Determine the number of lines below that contain the string "package", and state only that number.

Stored records
--- START ---

PR #114, opened 2026-04-13
Name Resolution Moved Into Resolver

The-Ray-Man:
In this PR we remove all the logic from the name classes and move them into the resolver. This also includes predefined strings for names e.g. "public" for the public scope.

Since there is no data anymore in the `NameType` they could be changed to enums.


formver.compiler-plugin/core/src/org/jetbrains/kotlin/formver/core/names/FreshName.kt
```diff
@@ -6,89 +6,85 @@
...
+
+sealed interface NumberedName : FreshName {
+    val n: Int
+}
 
-abstract class TypedFreshName(override val mangledType: NameType, val baseName: String) : FreshName {
-    context(nameResolver: NameResolver)
-    override val mangledBaseName: String
-        get() = baseName
+sealed interface NameTypeVariable : FreshName {
```
jesyspa: I'm not a fan of this name, because it's unclear whether it's (NameType)Variable or Name(TypeVariable) (or something else).

formver.compiler-plugin/core/src/org/jetbrains/kotlin/formver/core/names/SimpleNameResolver.kt
```diff
@@ -18,10 +22,156 @@ import org.jetbrains.kotlin.formver.viper.SymbolicName
...
+            is SymbolicName -> resolveSymbolicName(name, skipType, skipScope)
+            is NameType -> if (skipType) emptyList() else resolveNameType(name)
+            else -> throw SnaktInternalException(null, "Unexpected name type: ${name::class.simpleName}")
+        }
+
+        private fun resolveNameScope(
+            name: NameScope, skipScope: Boolean
+        ): List<String> = when (name) {
+            is BadScope -> listOf("<BAD>")
+            is ClassScope -> (if (skipScope) emptyList() else resolveParts(name.parent)) + resolveParts(name.className)
```
jesyspa: There's some inconsistency in these whens (no parens, vs parens, vs braces)

formver.compiler-plugin/core/src/org/jetbrains/kotlin/formver/core/names/SimpleNameResolver.kt
```diff
@@ -18,10 +22,156 @@ import org.jetbrains.kotlin.formver.viper.SymbolicName
...
-    ).joinToString(SEPARATOR)
-    override fun register(name: SymbolicName) {}
-}
\ No newline at end of file
+
+    val cache = mutableMapOf<AnyName, String>()
+
+    companion object {
+        private fun resolveParts(
+            name: AnyName, skipType: Boolean = false, skipScope: Boolean = false
```
jesyspa: You pass skipScope around a lot.  Maybe having an object that stores that would make sense, rather than just a companion object?  Or pass an ENUM entry as a context parameter?

formver.compiler-plugin/core/src/org/jetbrains/kotlin/formver/core/names/SimpleNameResolver.kt
```diff
@@ -18,10 +22,156 @@ import org.jetbrains.kotlin.formver.viper.SymbolicName
...
+                name.nameType, skipType
+            ) + listOf(name.name.asStringStripSpecialMarkers()) + resolveParts(name.type.name)
+        }
+
+        private fun resolveOptionalNameType(name: NameType?, skipType: Boolean): List<String> =
+            if (name == null || skipType) emptyList() else {
+                resolveNameType(name)
+            }
+
+        private fun resolveNameType(name: NameType): List<String> = when (name) {
```
jesyspa: Why a list?

formver.compiler-plugin/viper/src/org/jetbrains/kotlin/formver/viper/SymbolicName.kt
```diff
@@ -20,49 +24,34 @@ interface AnyName
...
-        val debugResolver = DebugNameResolver()
-        return debugResolver.resolve(this)
-    }
 
 
 /**
  * Collects all types of names we can have.
  */
-sealed class NameType(val name: String) : AnyName {
+sealed interface NameType : AnyName {
```
jesyspa: I'm not a fan of this being in the viper/ section, since it's really a core thing.  Is it necessary?

jesyspa (changes requested):

formver.compiler-plugin/viper/src/org/jetbrains/kotlin/formver/viper/SymbolicName.kt
The-Ray-Man: We need to define ``SymbolicName`` in the viper package. Since the interface has the `nameType` field we must have access to `NameType`. 
The core package is dependent on the viper package. So we cannot move the ``NameType`` to the core package because that would introduce circular dependencies. 

We could just define the interface `NameType` in the viper package and the types in the core package, but then we cannot have a sealed interface anymore. I would really prefer to whenever possible to have a sealed interface.

formver.compiler-plugin/core/src/org/jetbrains/kotlin/formver/core/names/SimpleNameResolver.kt
The-Ray-Man: Basically just to be consistent with the rest of the resolve functions. But yes, this is kind of unnecessary.

formver.compiler-plugin/viper/src/org/jetbrains/kotlin/formver/viper/SymbolicName.kt
jesyspa: Perhaps it can be two-level?  That is, SymbolicName has as a field of a non-sealed interface, and NameType is in core/ and is sealed?

formver.compiler-plugin/core/src/org/jetbrains/kotlin/formver/core/names/SimpleNameResolver.kt
The-Ray-Man: It is like this because I did not want to change the behaviour of the name resolver. Because I only wanted to move the logic out of the name data classes. Should I make it consistent?

jesyspa: I think it would be better, yeah

formver.compiler-plugin/core/src/org/jetbrains/kotlin/formver/core/names/SimpleNameResolver.kt
The-Ray-Man: I used an ENUM and context parameter. Both flags are now removed. This resulted in some changes in the golden files: 
- In the function name we do no longer have a `t` in front of the function type
- If the class comes from another package, the full package name is shown

formver.compiler-plugin/viper/src/org/jetbrains/kotlin/formver/viper/SymbolicName.kt
The-Ray-Man: the two-level thing is a nice idea. I had to move some stuff for the `Domain` from the viper to the core plugin.

formver.compiler-plugin/core/src/org/jetbrains/kotlin/formver/core/names/SimpleNameResolver.kt
```diff
@@ -18,10 +18,204 @@ import org.jetbrains.kotlin.formver.viper.SymbolicName
...
+            // parent scope (which is the class, making it non-unique)
+            val parentScopes = if (name !is PublicScope) {
+                resolveOptionalNameScope(name.parent)
+            } else {
+                emptyList()
+            }
+            val scope = when (name) {
+                // BadScope should never actually be resolved. We add "<>" to the name such that the viper consistency
+                // checker fails.
+                is BadScope -> listOf("<BAD>")
```
jesyspa: Maybe worth throwing?

jesyspa (approved):
One idea: you could give Core a `CoreSymbolicName` interface that makes `nameType` have type `NameType`.  You could even parametrize `NameResolver` by the type of name.  I think this would give somewhat more compile-time guarantees, but stuff like this can get messy, so see what you prefer.  Either way, LGTM :)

--- END ---

### Expected answer
4